Dragonflies and Damselflies · Insects

Small Wonders

As we get more familiar with our property and the animals that we see frequently, I find that I am noticing many smaller things that I didn’t focus on earlier.

DSC_0914water strider.jpg

A minute observation that I discovered was little red water mites on a water strider. To begin with I thought the water strider had red eyes, but I then noticed that there was also a “red eye” on its back. I did a little research and found that there are over 1,500 different species of water mites in Ontario. They are so tiny and there is no way I am going to start trying to identify those! Water striders are such cool bugs with the ability to walk on water. You can often see them because they live on the surface of quiet water.


A cloud of midges isn’t always a welcome sight, but with the sunlight illuminating them they are quite interesting to watch. The pillar of midges swarming together is actually a mating frenzy.

DSC_1064 dragonfly feeding.jpg

They are really annoying when they are around your face, but most are harmless. I really enjoyed watching the dragonflies flying in to feast on the flying protein.


This Emerald Spreadwing Damselfly disproves my previous observation that there are no Spreadwing Damselflies on our property. Perhaps it just wasn’t the right time for them to hatch when I was looking for them before.

DSC_2838damselflies mating.jpg

And I was delighted to see the little heart shape that they make when they mate. Normally I just see them when the male has taken hold of the female, but she hasn’t cooperated at that point.


Fireflies are amazing little creatures. They are actually beetles and don’t look anything like what I would expect them to look like after seeing them flashing in the dark. They have dedicated light organs under their abdomen and combine oxygen with a substance called luciferin to produce light. Seeing only that organ eliminated, I assumed they were much smaller than they actually are, until I found a beetle I didn’t recognize and researched to find out what it was.
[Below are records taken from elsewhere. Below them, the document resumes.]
PR #1177, opened 2024-02-16
Add support for optional sccache in build system

NickeZ:
sccache is a binary cache that wraps all calls to gcc/rustc and caches build output in `~/.cache`. This speeds up a build after `make clean` by about 3x. I choose not to put it in the dev dockerfile by default since caching might have unexpected side effects? But I put documentation in the build docs of how to install it.

### DIFF
--- a/external/CMakeLists.txt
+++ b/external/CMakeLists.txt
@@ -2,7 +2,10 @@ include(ExternalProject)
 
 if(CMAKE_CROSSCOMPILING)
   set(CONFIGURE_FLAGS
-    --host=${CMAKE_SYSTEM_PROCESSOR}-none-eabi --build=${CMAKE_HOST_SYSTEM_PROCESSOR}-linux-gnu)
+    --host=${CMAKE_SYSTEM_PROCESSOR}-none-eabi
+    --build=${CMAKE_HOST_SYSTEM_PROCESSOR}-linux-gnu
+    "$<$<BOOL:${CMAKE_C_COMPILER_LAUNCHER}>:CC=${CMAKE_C_COMPILER_LAUNCHER} ${CMAKE_C_COMPILER}>"
+  )
 endif()
 
 # Remove parameters to make build identical to older build
--- a/BUILD.md
+++ b/BUILD.md
@@ -179,3 +179,12 @@ make coverage # or make -C build-build coverage
 ```sh
 make -C build-build coverage-lcovr
 ```
+
+### SCCache / CCache
+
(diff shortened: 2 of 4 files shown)


external/CMakeLists.txt
```diff
@@ -2,7 +2,10 @@ include(ExternalProject)
 
 if(CMAKE_CROSSCOMPILING)
   set(CONFIGURE_FLAGS
-    --host=${CMAKE_SYSTEM_PROCESSOR}-none-eabi --build=${CMAKE_HOST_SYSTEM_PROCESSOR}-linux-gnu)
+    --host=${CMAKE_SYSTEM_PROCESSOR}-none-eabi
+    --build=${CMAKE_HOST_SYSTEM_PROCESSOR}-linux-gnu
+    "$<$<BOOL:${CMAKE_C_COMPILER_LAUNCHER}>:CC=${CMAKE_C_COMPILER_LAUNCHER} ${CMAKE_C_COMPILER}>"
```
benma, line 7: doesn't cmake automatically prepend/use the CMAKE_C_COMPILER_LAUNCHER? why is this line necessary?

benma (commented):
I think it's a good call to not put it into the container so there are for sure no unexpected side effects.

Can you explain what the point is of this vs simply not calling `make clean`? cmake/rust already have incremental builds.

NickeZ:
> I think it's a good call to not put it into the container so there are for sure no unexpected side effects.
> 
> Can you explain what the point is of this vs simply not calling `make clean`? cmake/rust already have incremental builds.

Sometimes when I jump back and forth between branches it rebuilts almost everything. And before pushing I would like to be able to call `.ci/ci` to speed up the feedback cycle. Some outputs are probably also the same in `build` and `build-semihosting` and then sccache can reuse those compiled units. Right now I have to wait 6-7 minutes on my machine for a clean build, but with scache that takes 1.5 minute. And those minutes add up when I'm trying to get the PR to pass CI.

Especially when I'm dealing with cmake dependencies. I don't trust cmake so I do make clean between biulds.

external/CMakeLists.txt
benma: good to know - pls add a comment :smile:

benma (approved):
utACK

external/CMakeLists.txt
benma: nevermind, i thought we were in a different CMakeLists.txt. It's in external/, so that's clear enough.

DSC_1853missing wing dragonfly.jpg DSC_1865missing wing dragonfly.jpg

I was sad to find this little wonder on the dock. This dragonfly had lost a wing and I assume could no longer fly. It was interesting to be able to take a closer look at its face. Normally they fly away when I get too close and I don’t get a chance to take a good look. I couldn’t help this one, but I was able to save another from drowning.

DSC_1073drowning dragonfly.jpg

I was able to scoop this dragonfly up on my oar and let it dry out. Eventually, much to my delight, it flew away!


This thread-waisted wasp was on our car. It is slightly different and more colourful than one I found last year.

DSC_1848 Chrysomela bug.jpg

This Chrysomela bug was not one I have seen before and I wasn’t able to identify what type it is.

DSC_2089dock spider.jpg

I am not sure if this should have the word “small” attached to it! It was a “large” dock spider that we had to remove from the canoe before I would get in!

DSC_0922 tiny spider.jpg

Now this one is a tiny spider that I can enjoy. I love the way it was lit by the evening sun.